Wow that is a huge difference thanks for your help


----------



## iKenndac (Mar 12, 2013)

More RAM is certainly a good idea - 4Gb isn't enough. However! A poster above said he'd reserved 25Gb for a RAM disk, which only leaves 7Gb for the OS and other applications. Lightroom uses a ton of RAM, and if it runs out it'll start using the pagefile, which means hitting the hard drive, which gives a big slowdown. With 32Gb of RAM there's no reason _not_ to use a RAM disk, but personally I'd leave a little more available for applications to use and have a smaller RAM disk. However, this is one of those things where experimentation will find the best sweet spot.
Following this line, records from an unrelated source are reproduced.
PR #52039, opened 2023-10-13
[Scheduler] Continue with stored `Checkpoint::$time` on lock

Jeroeny:
| Q             | A
| ------------- | ---
| Branch?       | 6.4
| Bug fix?      | yes
| New feature?  | no
| Deprecations? | no
| License       | MIT

When there are multiple message-consumer processes running, the Lock mechanism can be used to ensure a single process takes responsibility of the scheduling. 
However when the responsible process releases the lock and a new process acquires it, the state of the checkpoint is reset on purpose.  

I'm not sure what the reason behind this is. Maybe I'm missing something and this PR isn't valid. But it seems strange that a Checkpoint stores it's progress which is then lost when that process stops.

Perhaps the 'reset' was more intended like a `reload', since the cached value may have changed by another process? Then this PR would fix it to be an actual reload. 

Also I think the change in logic requires this to go to `6.4` branch?

### DIFF
--- a/src/Symfony/Component/Scheduler/Generator/Checkpoint.php
+++ b/src/Symfony/Component/Scheduler/Generator/Checkpoint.php
@@ -31,20 +31,18 @@ final class Checkpoint implements CheckpointInterface
     public function acquire(\DateTimeImmutable $now): bool
     {
         if ($this->lock && !$this->lock->acquire()) {
-            // Reset local state if a Lock is acquired by another Worker.
+            // Reset local state if a Lock is acquired by another Worker and state is not shared through cache.
             $this->reset = true;
 
             return false;
         }
 
-        if ($this->reset) {
-            $this->reset = false;
-            $this->save($now, -1);
-        }
-
         if ($this->cache) {
             [$this->time, $this->index, $this->from] = $this->cache->get($this->name, fn () => [$now, -1, $now]) + [2 => $now];
             $this->save($this->time, $this->index);
+        } elseif ($this->reset) {
+            $this->reset = false;
+            $this->save($now, -1);
         }
 
         $this->time ??= $now;
--- a/src/Symfony/Component/Scheduler/Tests/Generator/CheckpointTest.php
+++ b/src/Symfony/Component/Scheduler/Tests/Generator/CheckpointTest.php
@@ -190,6 +190,30 @@ class CheckpointTest extends TestCase
         $this->assertFalse($concurrentLock->isAcquired());
     }
 
+    public function testWithLockResetStateAfterLockedAcquiringCache()
+    {
+        $concurrentLock = new Lock(new Key('locked'), $store = new InMemoryStore(), autoRelease: false);
+        $concurrentLock->acquire();
+        $this->assertTrue($concurrentLock->isAcquired());
+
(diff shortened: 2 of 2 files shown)


src/Symfony/Component/Scheduler/Generator/Checkpoint.php
```diff
@@ -31,17 +30,9 @@ public function __construct(
...
         }
 
-        if ($this->reset) {
-            $this->reset = false;
-            $this->save($now, -1);
-        }
-
         if ($this->cache) {
             [$this->time, $this->index, $this->from] = $this->cache->get($this->name, fn () => [$now, -1, $now]) + [2 => $now];
             $this->save($this->time, $this->index);
```
Jeroeny, line 42: Or perhaps:

```suggestion
      if ($this->reload) {
             [$this->time, $this->index, $this->from] = $this->cache->get($this->name, fn () => [$now, -1, $now]) + [2 => $now];
        }

        if ($this->cache) {
            $this->save($this->time, $this->index);
```

With property set to true as default:
```php
 private bool $reload = false;
```

And set it to true where currently `reset` was set to true.

nicolas-grekas:
I'm trying to understand what you mean here, I'm not deep enough into the topic :grimacing: 

Does your description also apply when there is no cache defined?

How about this patch instead?

```patch
--- a/src/Symfony/Component/Scheduler/Generator/Checkpoint.php
+++ b/src/Symfony/Component/Scheduler/Generator/Checkpoint.php
@@ -37,14 +37,12 @@ final class Checkpoint implements CheckpointInterface
             return false;
         }
 
-        if ($this->reset) {
-            $this->reset = false;
-            $this->save($now, -1);
-        }
-
         if ($this->cache) {
             [$this->time, $this->index, $this->from] = $this->cache->get($this->name, fn () => [$now, -1, $now]) + [2 => $now];
             $this->save($this->time, $this->index);
+        } elseif ($this->reset) {
+            $this->reset = false;
+            $this->save($now, -1);
         }
```

src/Symfony/Component/Scheduler/CHANGELOG.md
```diff
@@ -13,6 +13,7 @@ CHANGELOG
  * Add `ScheduledStamp` to `RedispatchMessage`
  * Allow modifying Schedule instances at runtime
  * Add `MessageProviderInterface` to trigger unique messages at runtime
+ * Continue from stored `Checkpoint` time when a lock is acquired
```
nicolas-grekas: I think we should consider this as a bugfix, so no need for that line

Jeroeny:
> Does you description also apply when there is no cache defined?

That's an interesting case. I think that may indeed be the thought behind this reset. 
Because if you have two processes running without shared cache, apparently you do not want them to continue from exactly the last saved time. So maybe to prevent re-processing a certain time frame in a second worker when it has acquired a lock after another worker, it gets reset. 

But, if they do have a shared cache, I think worker two can continue where worker one left off. As I'd say that is the purpose of the cache. 
 
> How about this patch instead?

With the above reasoning, that patch does indeed work. I've added a test to specifically test a second checkpoint acquiring the lock after the first and test that it continues from the saved time.

nicolas-grekas:
Thank you @Jeroeny.

PR #52044, opened 2023-10-13
[DoctrineBridge] Spread some PHP 8 love

derrabus:
| Q             | A
| ------------- | ---
| Branch?       | 6.4
| Bug fix?      | no
| New feature?  | no
| Deprecations? | no
| Tickets       | N/A
| License       | MIT

This PR modernizes the codebase of the DoctrineBridge with property types, CPP and `readonly` where we can do that without breaking backwards compatibility.

### DIFF
--- a/src/Symfony/Bridge/Doctrine/DependencyInjection/CompilerPass/RegisterMappingsPass.php
+++ b/src/Symfony/Bridge/Doctrine/DependencyInjection/CompilerPass/RegisterMappingsPass.php
@@ -74,25 +74,6 @@ abstract class RegisterMappingsPass implements CompilerPassInterface
     protected $enabledParameter;
 
     /**
-     * Naming pattern for the configuration service id, for example
-     * 'doctrine.orm.%s_configuration'.
-     */
-    private string $configurationPattern;
-
-    /**
-     * Method name to call on the configuration service. This depends on the
-     * Doctrine implementation. For example addEntityNamespace.
-     */
-    private string $registerAliasMethodName;
-
-    /**
-     * Map of alias to namespace.
-     *
-     * @var string[]
-     */
-    private array $aliasMap;
-
-    /**
      * The $managerParameters is an ordered list of container parameters that could provide the
      * name of the manager to register these namespaces and alias on. The first non-empty name
      * is used, the others skipped.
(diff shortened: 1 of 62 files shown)


src/Symfony/Bridge/Doctrine/DependencyInjection/CompilerPass/RegisterMappingsPass.php
```diff
@@ -108,24 +89,32 @@ abstract class RegisterMappingsPass implements CompilerPassInterface
...
+        private readonly string $registerAliasMethodName = '',
+        private readonly array $aliasMap = [],
+    ) {
         $this->driver = $driver;
         $this->namespaces = $namespaces;
         $this->managerParameters = $managerParameters;
         $this->driverPattern = $driverPattern;
         $this->enabledParameter = $enabledParameter;
+
         if (\count($aliasMap) && (!$configurationPattern || !$registerAliasMethodName)) {
```
nicolas-grekas: while at it
```suggestion
        if ($aliasMap && (!$configurationPattern || !$registerAliasMethodName)) {
```

src/Symfony/Bridge/Doctrine/Form/ChoiceList/DoctrineChoiceLoader.php
```diff
@@ -36,18 +34,17 @@ class DoctrineChoiceLoader extends AbstractChoiceLoader
      *
      * @param string $class The class name of the loaded objects
      */
-    public function __construct(ObjectManager $manager, string $class, IdReader $idReader = null, EntityLoaderInterface $objectLoader = null)
-    {
-        $classMetadata = $manager->getClassMetadata($class);
-
+    public function __construct(
+        private readonly ObjectManager $manager,
+        string $class,
```
nicolas-grekas, line 39: we can still declare the property here if we want

src/Symfony/Bridge/Doctrine/Form/ChoiceList/DoctrineChoiceLoader.php
```diff
@@ -36,18 +34,17 @@ class DoctrineChoiceLoader extends AbstractChoiceLoader
      *
      * @param string $class The class name of the loaded objects
```
nicolas-grekas, line 35:
```suggestion
     * @param class-string $class The class name of the loaded objects
```

nicolas-grekas (commented):
LGTM, I just have minor comments.

src/Symfony/Bridge/Doctrine/Form/ChoiceList/DoctrineChoiceLoader.php
derrabus: We use the the EM to resolve the actual class from this string which could be the ORM's legacy short notation. We could deprecate not passing an actual FQCN though, but I'd like to do that in a separate PR.

src/Symfony/Bridge/Doctrine/Form/ChoiceList/DoctrineChoiceLoader.php
derrabus: Yes, but not as `readonly` then because we change its value within the constructor.

src/Symfony/Bridge/Doctrine/Form/ChoiceList/DoctrineChoiceLoader.php
stof: Well, if you pass a legacy short notation, Doctrine ORM will trigger a deprecation warning in `$manager->getClassMetadata($class)` in the constructor. So we are already covered here. No need for a duplicate deprecation warning.
The code will be simplified once we drop support for ORM 2.x (which will probably be in Symfony 8.0)

derrabus: We could simplify it for 7.0 already by not resolving the class name through the EM anymore.

nicolas-grekas:
Thank you @derrabus.

Issue #51912, opened 2023-10-09
[HttpKernel] ErrorListener::onKernelException should ignore exception thrown after `kernel.terminate`


VincentLanglet:
### Symfony version(s) affected

all

### Description

Related to https://github.com/symfony/symfony/issues/45205 issue, which was ignored...

When an exception is thrown in a `kernel.terminate` event,
- `kernel.exception` is thrown
- the Symfony ErrorListener::onKernelException handler the exception
- `$response = $event->getKernel()->handle($request, HttpKernelInterface::SUB_REQUEST, false);` is called
- this trigger the `ErrorController` and then the `TwigErrorRenderer`

1) The response rendered seems useless since the response was already sent before the terminate event. (cf https://symfony.com/doc/current/components/http_kernel.html#8-the-kernel-terminate-event) 
2) It can produce extra-useless exception, in my case I have a custom view `TwigBundle/Exception/error.html.twig`
which use the session and/or flashbag and I'm getting some `Failed to start the session because headers have already been sent`.

Introducing a `kernel.terminate_exception` and using it instead of `kernel.exception` could even appear as a BC break for `kernel.exception` listeners or a bugfix because according to the schema in the doc https://symfony.com/doc/current/components/http_kernel.html#handling-exceptions-the-kernel-exception-event, we can see the order `Exception -> Response -> Terminate`.

### How to reproduce

- Throw an exception in a `kernel.terminate` listener -> You'll get extra code executed for no reason
- Add `app.session.flashbag.get('success')` call in a custom `TwigBundle/Exception/error.html.twig` template. -> You'll get failed to start the session error in your logs.

### Possible Solution

Either throw a different event for exception thrown after the terminate exception

Either, at least provide a `ExceptionEvent::isTerminated` or `TerminableInterface::isTerminated`, which would allow to write
```
if ($thing->isTerminated()) {
     return;
}
```
at the beginning of some ExceptionListener like the ErrorListener

fancyweb:
The current logic might actually be "OK" enough.
When `fastcgi_finish_request()` is not called, then the extra response and exception are actually output and are useful.
Also, I'm pretty sure some people rely on the current logic without knowing it :sweat_smile:

VincentLanglet:
> The current logic might actually be "OK" enough. When `fastcgi_finish_request()` is not called, then the extra response and exception are actually output and are useful. 
> Also, I'm pretty sure some people rely on the current logic without knowing it 😅

[...]

Issue #45205, opened 2022-01-27
[HttpKernel] Exception after kernel.terminate runs kernel.exception, kernel.response and kernel.finish_request listeners again


fancyweb:
### Symfony version(s) affected

All

### Description

If a `kernel.terminate` listener throws an exception, `HttpKernel` ends up dispatching `kernel.exception` again.

Then, if a `kernel.exception` listener sets a response, `kernel.response` is redispatched a second time while the response has already been sent (a lot of "useless" code is executed).

Finally, `kernel.finish_request` is always redispatched a second time.

### How to reproduce

Throw an exception in a `kernel.terminate` listener.

### Possible Solution

1. I think dispatching `kernel.exception` again can make sense. But we should stop there.

2. We can also stop before dispatching it.

Also if this is really a wrong behavior, the subject is probably sensible, I don't think we can treat it as real a bug fix, we would need to deprecate it first.

fancyweb:
Also if we go with option 1 it would be great to know whether we are in a pre or post terminate situation in `ExceptionEvent`. We could also have `kernel.terminate_exception` instead :man_shrugging:

carsonbot:
Hey, thanks for your report!
There has not been a lot of activity here for a while. Is this bug still relevant? Have you managed to find a workaround?

carsonbot:
Friendly reminder that this issue exists. If I don't hear anything I'll close this.

carsonbot:
Hey,

I didn't hear anything so I'm going to close it. Feel free to comment if this is still relevant, I can always reopen!

VincentLanglet:
@carsonbot, this issue is still relevant.

Hi @fancyweb, I recently encounter an issue which I think seems related to your point.

In my TerminateListener an exception is thrown
- with Symfony ErrorHandler/DebugHandlersListener a `KernelEvents::EXCEPTION` is thrown
- this trigger the Symfony ErrorListener
- this trigger the ErrorController
- then the TwigErrorRenderer
- and it try to render my custom TwigBundle/Exception/error.html.twig
- which logs an exception because I use app.session.flashbag when the header are already sent

But like you said the extra response is useless.

I think indeed a `kernel.terminate_exception` should be sent instead of a classic `kernel.exception` or at least a way to differentiate those situation would help listeners sont handle differently the situation, because the Symfony ErrorController shouldn't be called for exception thrown in terminate events therefore
```
ErrorListener::onKernelException
```
should have a early return if the exception was thrown in a terminate event.

PR #52047, opened 2023-10-13
[HttpFoundation][Runtime] Add $flush parameter to Response::send()

fancyweb:
| Q             | A
| ------------- | ---
| Branch?       | 6.4
| Bug fix?      | no
| New feature?  | yes
| Deprecations? | no
| Tickets       | -
| License       | MIT

Inspired by https://github.com/symfony/symfony/issues/51912 and https://github.com/symfony/symfony/issues/45205 subjects

Adds optional argument `$flush` to `Response::send()`. If `$flush === false`, output buffers are not flushed/`*_finish_request()` and alike functions are not called.

We leverage that in the Runtime component by not flushing the output buffers when debug mode is on in order to see exceptions thrown in listeners listening on the `TerminateEvent` and also to feel a more "real" processing time of things happening on terminate.

### DIFF
--- a/src/Symfony/Component/HttpFoundation/Response.php
+++ b/src/Symfony/Component/HttpFoundation/Response.php
@@ -415,12 +415,19 @@ class Response
     /**
      * Sends HTTP headers and content.
      *
+     * @param bool $flush Whether output buffers should be flushed
+     *
      * @return $this
      */
-    public function send(): static
+    public function send(/* bool $flush = true */): static
     {
         $this->sendHeaders();
         $this->sendContent();
+
+        $flush = 1 <= \func_num_args() ? func_get_arg(0) : true;
+        if (!$flush) {
+            return $this;
+        }
 
         if (\function_exists('fastcgi_finish_request')) {
             fastcgi_finish_request();
--- a/src/Symfony/Component/Runtime/Runner/Symfony/HttpKernelRunner.php
+++ b/src/Symfony/Component/Runtime/Runner/Symfony/HttpKernelRunner.php
@@ -24,13 +24,14 @@ class HttpKernelRunner implements RunnerInterface
     public function __construct(
         private readonly HttpKernelInterface $kernel,
         private readonly Request $request,
+        private readonly bool $debug = false,
     ) {
     }
 
     public function run(): int
     {
         $response = $this->kernel->handle($this->request);
-        $response->send();
+        $response->send(!$this->debug);
 
         if ($this->kernel instanceof TerminableInterface) {
             $this->kernel->terminate($this->request, $response);
--- a/src/Symfony/Component/HttpFoundation/CHANGELOG.md
+++ b/src/Symfony/Component/HttpFoundation/CHANGELOG.md
@@ -8,6 +8,7 @@ CHANGELOG
  * Support root-level `Generator` in `StreamedJsonResponse`
  * Add `UriSigner` from the HttpKernel component
  * Add `partitioned` flag to `Cookie` (CHIPS Cookie)
+ * Add argument `bool $flush = true` to `Response::send()`
 
 6.3
 ---
--- a/src/Symfony/Component/Runtime/CHANGELOG.md
+++ b/src/Symfony/Component/Runtime/CHANGELOG.md
@@ -1,6 +1,11 @@
 CHANGELOG
 =========
 
+6.4
+---
+
+ * Add argument `bool $debug = false` to `HttpKernelRunner::__construct()`
+
 5.4
 ---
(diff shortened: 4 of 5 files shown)


src/Symfony/Component/Runtime/Runner/Symfony/HttpKernelRunner.php
```diff
@@ -24,13 +25,24 @@ class HttpKernelRunner implements RunnerInterface
...
         private readonly Request $request,
+        private readonly bool $debug = false,
     ) {
     }
 
     public function run(): int
     {
         $response = $this->kernel->handle($this->request);
-        $response->send();
+        $response->sendHeaders();
```
fancyweb: Copy-pasting things here is easier and looks cleaner than somehow adding a "debug" logic in the Response class.

nicolas-grekas (dismissed):
Difficult to test, anyway, LGTM!

src/Symfony/Component/Runtime/Runner/Symfony/HttpKernelRunner.php
```diff
@@ -24,13 +25,24 @@ class HttpKernelRunner implements RunnerInterface
...
         private readonly HttpKernelInterface $kernel,
         private readonly Request $request,
+        private readonly bool $debug = false,
     ) {
     }
 
     public function run(): int
     {
         $response = $this->kernel->handle($this->request);
-        $response->send();
```
stof, line 33: What if a custom response class customizes its send method ? The method is not final.

fancyweb: Yes, that's a problem for sure. Should we make it final then? Or we could try to add an optional $finishRequest arg to it?

nicolas-grekas: Good idea the extra argument!

src/Symfony/Component/HttpFoundation/Response.php
```diff
@@ -415,16 +415,18 @@ public function sendContent(): static
...
      * @return $this
      */
-    public function send(): static
+    public function send(/* bool $finishRequest = true */): static
     {
         $this->sendHeaders();
         $this->sendContent();
 
-        if (\function_exists('fastcgi_finish_request')) {
+        if (\function_exists('fastcgi_finish_request') && (1 <= \func_num_args() ? func_get_arg(0) : true)) {
```
nicolas-grekas: The `$finishRequest` variable should be created on a separate line. This way, the diff with 7.0 will be minimal.

fancyweb: I did that to not compute it if the functions don't exist. Overkill?

stof: yes, this is overkill and makes maintenance harder

src/Symfony/Component/HttpFoundation/Response.php
```diff
@@ -415,16 +415,19 @@ public function sendContent(): static
     /**
      * Sends HTTP headers and content.
      *
+     * @param bool $finishRequest Whether fastcgi_finish_request() and alike functions should be called or not
```
nicolas-grekas:
```suggestion
     * @param bool $finishRequest Whether fastcgi_finish_request() and alike functions should be called
```

nicolas-grekas (commented):
BTW @dunglas : does frankenphp provide an equivalent to `fastcgi_finish_request()`?

dunglas:
Yes, it implements the function: https://github.com/dunglas/frankenphp/pull/69

src/Symfony/Component/HttpFoundation/Response.php
```diff
@@ -415,16 +415,19 @@ public function sendContent(): static
...
      */
-    public function send(): static
+    public function send(/* bool $finishRequest = true */): static
     {
         $this->sendHeaders();
         $this->sendContent();
 
-        if (\function_exists('fastcgi_finish_request')) {
+        $finishRequest = 1 <= \func_num_args() ? func_get_arg(0) : true;
+        if (\function_exists('fastcgi_finish_request') && $finishRequest) {
```
nicolas-grekas: I think it would be even more flexible to also skip calling closeOutputBuffers when $finishRequest is false. This way, we can make this method side-effect-free. It'd also allow decoupling from PHP_SAPI, which will benefit #52079

nicolas-grekas (approved):

nicolas-grekas:
Thank you @fancyweb.

PR #52054, opened 2023-10-14
[Console] `InputArgument` and `InputOption` code cleanup

jnoordsij:
| Q             | A
| ------------- | ---
| Branch?       | 7.1
| Bug fix?      | no
| New feature?  | no
| Deprecations? | no
| Tickets       | n/a
| License       | MIT

This updates the `InputOption` and `InputArgument` classes to be slightly more consistent. Moreover it adds some additional dockblocks that were not present yet.

### DIFF
--- a/src/Symfony/Component/Console/Input/InputOption.php
+++ b/src/Symfony/Component/Console/Input/InputOption.php
@@ -46,18 +46,18 @@ class InputOption
     public const VALUE_IS_ARRAY = 8;
 
     /**
-     * The option may have either positive or negative value (e.g. --ansi or --no-ansi).
+     * The option allows passing a negated variant (e.g. --ansi or --no-ansi).
      */
     public const VALUE_NEGATABLE = 16;
 
     private string $name;
-    private string|array|null $shortcut;
+    private ?string $shortcut;
     private int $mode;
     private string|int|bool|array|float|null $default;
 
     /**
      * @param string|array|null                                                             $shortcut        The shortcuts, can be null, a string of shortcuts delimited by | or an array of shortcuts
-     * @param int|null                                                                      $mode            The option mode: One of the VALUE_* constants
+     * @param int-mask-of<InputOption::*>|null                                              $mode            The option mode: One of the VALUE_* constants
      * @param string|bool|int|float|array|null                                              $default         The default value (must be null for self::VALUE_NONE)
      * @param array|\Closure(CompletionInput,CompletionSuggestions):list<string|Suggestion> $suggestedValues The values used for input completion
      *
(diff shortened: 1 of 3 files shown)


src/Symfony/Component/Console/Input/InputOption.php
```diff
@@ -51,9 +51,9 @@ class InputOption
     public const VALUE_NEGATABLE = 16;
 
     private string $name;
-    private string|array|null $shortcut;
+    private ?string $shortcut;
```
GromNaN, line 54: Good catch.

src/Symfony/Component/Console/Input/InputOption.php
```diff
@@ -173,13 +173,22 @@ public function isArray(): bool
         return self::VALUE_IS_ARRAY === (self::VALUE_IS_ARRAY & $this->mode);
     }
 
+    /**
+     * Returns true if the option may have either a positive or negative value.
```
GromNaN: Reading "negative value" I understand that I can pass a negative int (i.e. something like `-5`, that is not supported by the input parser).
That's an other feature described in this blog post: https://symfony.com/blog/new-in-symfony-5-3-negatable-command-options

src/Symfony/Component/Console/Input/InputOption.php
```diff
@@ -173,13 +173,22 @@ public function isArray(): bool
...
     {
         return self::VALUE_NEGATABLE === (self::VALUE_NEGATABLE & $this->mode);
     }
 
     /**
+     * Sets the default value.
+     *
      * @return void
+     *
+     * @throws LogicException When incorrect default value is given
```
GromNaN: We have a lot of logical errors in the codebase, I don't think it's appropriate to add this annotation here. `@throw` is more for runtime exceptions, when the exception may occur at random.

GromNaN (commented):
- We can use [`int-mask-of<InputArgument::*>`](https://phpstan.org/writing-php-code/phpdoc-types#integer-masks) for the constructor `$mode` param.
- The comment for `InputArgument::complete` should be improved to explain that it's called when the command resolves input completion for this argument, same for `InputOption`.

src/Symfony/Component/Console/Input/InputOption.php
jnoordsij: Good point. I added it here to match `InputOption`, but I've now gone with removing it on both places.

src/Symfony/Component/Console/Input/InputOption.php
jnoordsij: I copied it directly from the `VALUE_NEGATABLE` docblock. I've now rephrased both to be more specific and clear in my opinion; please let me know if you have other ideas about the phrasing.

GromNaN (approved):

OskarStark:
rebased, squashed, cs fixed ✅

OskarStark (approved):

fabpot (approved):

fabpot:
Thank you @jnoordsij.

> 1.7GHz Core i5-2557M processor



This is going to be your second bottleneck after RAM. Lightroom is very CPU heavy (more so than Apple's Aperture, which offloads a lot more work to the graphics card than Lightroom) and I'm noticing my computer (which has a 3.2GHz i5 CPU) bogging down sometimes with 18MP pictures from my 60D when I'm doing batch edits and such.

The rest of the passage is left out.